*WHAT YOU NEED TO DO*. Copy out every line of the records in which "building" can be found.

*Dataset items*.
'''

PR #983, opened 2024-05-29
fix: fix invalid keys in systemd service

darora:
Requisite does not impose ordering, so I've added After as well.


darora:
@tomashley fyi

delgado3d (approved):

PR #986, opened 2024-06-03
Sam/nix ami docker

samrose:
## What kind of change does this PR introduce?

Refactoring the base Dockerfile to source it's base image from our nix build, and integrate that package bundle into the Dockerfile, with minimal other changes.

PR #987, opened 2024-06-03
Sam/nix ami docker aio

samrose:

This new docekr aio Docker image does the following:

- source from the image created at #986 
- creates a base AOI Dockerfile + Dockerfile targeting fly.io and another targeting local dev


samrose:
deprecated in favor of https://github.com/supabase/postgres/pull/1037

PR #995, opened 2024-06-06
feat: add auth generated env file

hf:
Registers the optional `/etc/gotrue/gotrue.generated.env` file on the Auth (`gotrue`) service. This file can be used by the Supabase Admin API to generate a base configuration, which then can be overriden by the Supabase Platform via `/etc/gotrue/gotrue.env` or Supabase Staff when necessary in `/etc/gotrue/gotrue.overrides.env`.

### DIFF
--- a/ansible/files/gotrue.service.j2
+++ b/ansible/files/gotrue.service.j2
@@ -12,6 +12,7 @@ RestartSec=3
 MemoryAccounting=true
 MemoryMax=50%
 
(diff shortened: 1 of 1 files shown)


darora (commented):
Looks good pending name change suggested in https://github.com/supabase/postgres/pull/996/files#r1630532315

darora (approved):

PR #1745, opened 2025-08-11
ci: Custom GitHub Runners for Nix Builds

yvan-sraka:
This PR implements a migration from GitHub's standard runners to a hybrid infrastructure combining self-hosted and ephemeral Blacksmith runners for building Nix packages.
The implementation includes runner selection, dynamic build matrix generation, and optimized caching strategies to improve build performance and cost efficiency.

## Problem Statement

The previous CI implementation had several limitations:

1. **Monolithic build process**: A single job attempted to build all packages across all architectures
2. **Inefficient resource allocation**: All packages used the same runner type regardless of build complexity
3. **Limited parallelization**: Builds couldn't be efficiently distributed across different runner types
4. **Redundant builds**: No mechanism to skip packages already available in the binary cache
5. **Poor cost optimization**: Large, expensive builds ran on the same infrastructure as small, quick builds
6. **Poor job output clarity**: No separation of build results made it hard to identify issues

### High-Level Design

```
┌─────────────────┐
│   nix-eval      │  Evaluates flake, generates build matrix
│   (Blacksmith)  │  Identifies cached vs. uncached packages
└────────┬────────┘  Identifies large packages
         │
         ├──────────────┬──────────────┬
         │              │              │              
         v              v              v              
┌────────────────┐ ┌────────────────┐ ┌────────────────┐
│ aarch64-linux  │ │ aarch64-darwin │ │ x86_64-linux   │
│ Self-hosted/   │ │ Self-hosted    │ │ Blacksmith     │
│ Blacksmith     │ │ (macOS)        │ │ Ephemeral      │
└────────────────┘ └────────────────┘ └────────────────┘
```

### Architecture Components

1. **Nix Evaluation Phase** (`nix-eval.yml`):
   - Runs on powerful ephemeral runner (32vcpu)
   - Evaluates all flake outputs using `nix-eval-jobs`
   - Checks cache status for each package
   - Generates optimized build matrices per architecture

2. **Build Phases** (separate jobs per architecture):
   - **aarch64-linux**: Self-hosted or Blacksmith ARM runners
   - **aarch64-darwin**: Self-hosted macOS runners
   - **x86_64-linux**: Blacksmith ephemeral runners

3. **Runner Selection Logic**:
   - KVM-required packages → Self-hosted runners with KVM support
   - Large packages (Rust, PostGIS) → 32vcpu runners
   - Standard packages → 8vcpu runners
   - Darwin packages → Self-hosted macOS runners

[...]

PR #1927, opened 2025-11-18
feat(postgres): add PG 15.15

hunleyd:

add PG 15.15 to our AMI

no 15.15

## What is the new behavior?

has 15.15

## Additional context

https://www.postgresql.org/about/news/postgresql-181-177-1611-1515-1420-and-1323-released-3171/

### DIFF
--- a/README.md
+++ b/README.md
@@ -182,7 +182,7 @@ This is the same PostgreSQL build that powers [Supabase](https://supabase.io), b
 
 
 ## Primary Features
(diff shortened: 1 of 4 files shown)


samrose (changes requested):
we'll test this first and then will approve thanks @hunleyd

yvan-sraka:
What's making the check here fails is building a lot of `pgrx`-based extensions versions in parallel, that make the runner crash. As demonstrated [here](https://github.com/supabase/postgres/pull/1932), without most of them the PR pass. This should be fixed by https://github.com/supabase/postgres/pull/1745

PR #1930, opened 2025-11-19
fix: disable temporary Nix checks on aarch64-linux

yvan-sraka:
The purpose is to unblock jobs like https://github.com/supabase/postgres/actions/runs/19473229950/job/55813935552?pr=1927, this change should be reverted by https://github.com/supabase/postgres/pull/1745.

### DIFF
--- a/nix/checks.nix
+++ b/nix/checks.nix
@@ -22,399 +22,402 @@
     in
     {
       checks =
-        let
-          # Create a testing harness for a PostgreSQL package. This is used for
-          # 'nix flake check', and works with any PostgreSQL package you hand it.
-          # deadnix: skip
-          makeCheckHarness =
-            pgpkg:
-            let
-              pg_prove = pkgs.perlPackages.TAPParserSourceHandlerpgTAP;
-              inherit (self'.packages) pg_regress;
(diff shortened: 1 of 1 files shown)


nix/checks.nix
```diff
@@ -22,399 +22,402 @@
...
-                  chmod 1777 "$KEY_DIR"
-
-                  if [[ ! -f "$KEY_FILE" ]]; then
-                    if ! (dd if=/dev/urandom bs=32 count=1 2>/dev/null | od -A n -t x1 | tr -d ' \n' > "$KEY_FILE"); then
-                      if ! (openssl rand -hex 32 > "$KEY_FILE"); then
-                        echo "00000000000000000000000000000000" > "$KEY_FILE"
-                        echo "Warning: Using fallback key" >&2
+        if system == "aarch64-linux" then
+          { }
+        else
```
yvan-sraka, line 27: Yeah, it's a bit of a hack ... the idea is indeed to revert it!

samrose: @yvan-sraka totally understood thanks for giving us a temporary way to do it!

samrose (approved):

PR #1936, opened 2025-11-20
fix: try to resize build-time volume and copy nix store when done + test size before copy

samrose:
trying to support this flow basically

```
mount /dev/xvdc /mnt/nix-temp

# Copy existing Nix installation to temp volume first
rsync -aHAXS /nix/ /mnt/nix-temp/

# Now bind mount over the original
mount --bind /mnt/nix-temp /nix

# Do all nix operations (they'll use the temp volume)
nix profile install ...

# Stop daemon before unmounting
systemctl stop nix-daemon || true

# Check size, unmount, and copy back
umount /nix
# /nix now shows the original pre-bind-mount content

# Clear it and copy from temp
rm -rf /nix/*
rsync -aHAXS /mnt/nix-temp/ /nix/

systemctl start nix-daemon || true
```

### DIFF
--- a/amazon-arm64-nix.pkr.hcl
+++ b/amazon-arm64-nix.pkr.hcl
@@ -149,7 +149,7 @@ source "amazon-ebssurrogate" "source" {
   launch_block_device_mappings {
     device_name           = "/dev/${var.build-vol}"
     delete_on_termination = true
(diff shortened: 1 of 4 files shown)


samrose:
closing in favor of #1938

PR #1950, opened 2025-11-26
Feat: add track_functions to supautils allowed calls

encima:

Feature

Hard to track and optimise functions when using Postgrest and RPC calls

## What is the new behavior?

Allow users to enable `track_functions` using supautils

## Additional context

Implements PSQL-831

'''

*SOLUTION*.
This PR implements a migration from GitHub's standard runners to a hybrid infrastructure combining self-hosted and ephemeral Blacksmith runners for building Nix packages.
What's making the check here fails is building a lot of `pgrx`-based extensions versions in parallel, that make the runner crash. As demonstrated [here](https://github.com/supabase/postgres/pull/1932), without most of them the PR pass. This should be fixed by https://github.com/supabase/postgres/pull/1745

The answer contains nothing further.